→ **Task directions**
Give the count of lines in the records below that contain "because", with no other words.

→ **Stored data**
━━━━━━━━━━

PR #1544, opened 2025-12-11
TYP: enable `reportMissingTypeArgument`

cmp0xff:
- [x] Towards #1558, #1522 and #1171

PR #1556, opened 2025-12-15
TYP: `GroupBy` and native types

cmp0xff:
Towards #1544 

`GroupBy` and native types do not have default values in their type variables. Adding `Any`.

### DIFF
--- a/tests/test_resampler.py
+++ b/tests/test_resampler.py
@@ -1,8 +1,8 @@
+# pyright: reportMissingTypeArgument=false
 from collections.abc import (
     Hashable,
     Iterator,
 )
-from typing import Any  # noqa: F401
 from typing import TypeAlias
 
 import numpy as np
@@ -142,7 +142,7 @@ def test_asfreq() -> None:
 
 
 def test_getattr() -> None:
-    check(assert_type(DF.resample("ME").col1, "SeriesGroupBy[Any, Any]"), SeriesGroupBy)
+    check(assert_type(DF.resample("ME").col1, SeriesGroupBy), SeriesGroupBy)
 
 
 def test_interpolate() -> None:
@@ -467,10 +467,8 @@ def test_aggregate_frame_combinations() -> None:
 
 
 def test_getitem() -> None:
+    check(assert_type(DF.resample("ME")["col1"], SeriesGroupBy), SeriesGroupBy)
     check(
-        assert_type(DF.resample("ME")["col1"], "SeriesGroupBy[Any, Any]"), SeriesGroupBy
-    )
-    check(
-        assert_type(DF.resample("ME")[["col1", "col2"]], "DataFrameGroupBy[Any, Any]"),
+        assert_type(DF.resample("ME")[["col1", "col2"]], DataFrameGroupBy),
         DataFrameGroupBy,
     )


tests/test_api_typing.py
```diff
@@ -26,27 +30,32 @@
...
+        | TimedeltaIndexResamplerGroupby
+    )
 
 
 def test_dataframegroupby() -> None:
     df = pd.DataFrame({"a": [1, 2, 3]})
     group = df.groupby("a")
 
-    def f1(gb: DataFrameGroupBy) -> None:
+    def f1(gb: "DataFrameGroupBy[Any, Any]") -> None:
```
Dr-Irv: We need to be careful here. The generic forms are not documented, so we really should be testing just `DataFrameGroupBy` here in the tests because that would correspond to user code.

Maybe you can turn off that type checking for the `test` files in the CI.  

This would apply to other changes in this file as well

Dr-Irv (changes requested):

tests/test_api_typing.py
cmp0xff: > because that would correspond to user code.

I've slept over the idea. If users also turn on `reportMissingTypeArgument`, they will be forced to add these `Any`s as well, or they need to `pyright: ignore` manually.

Shall we try to use type variables with default values for `GroupBy`s? I thought we used type variables without default values with a good reason.

> Maybe you can turn off that type checking for the `test` files in the CI.

I checked `pyright` docs but did not find the option to have file-specific ignores.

━━━━━━━━━━

→ **Solution**
2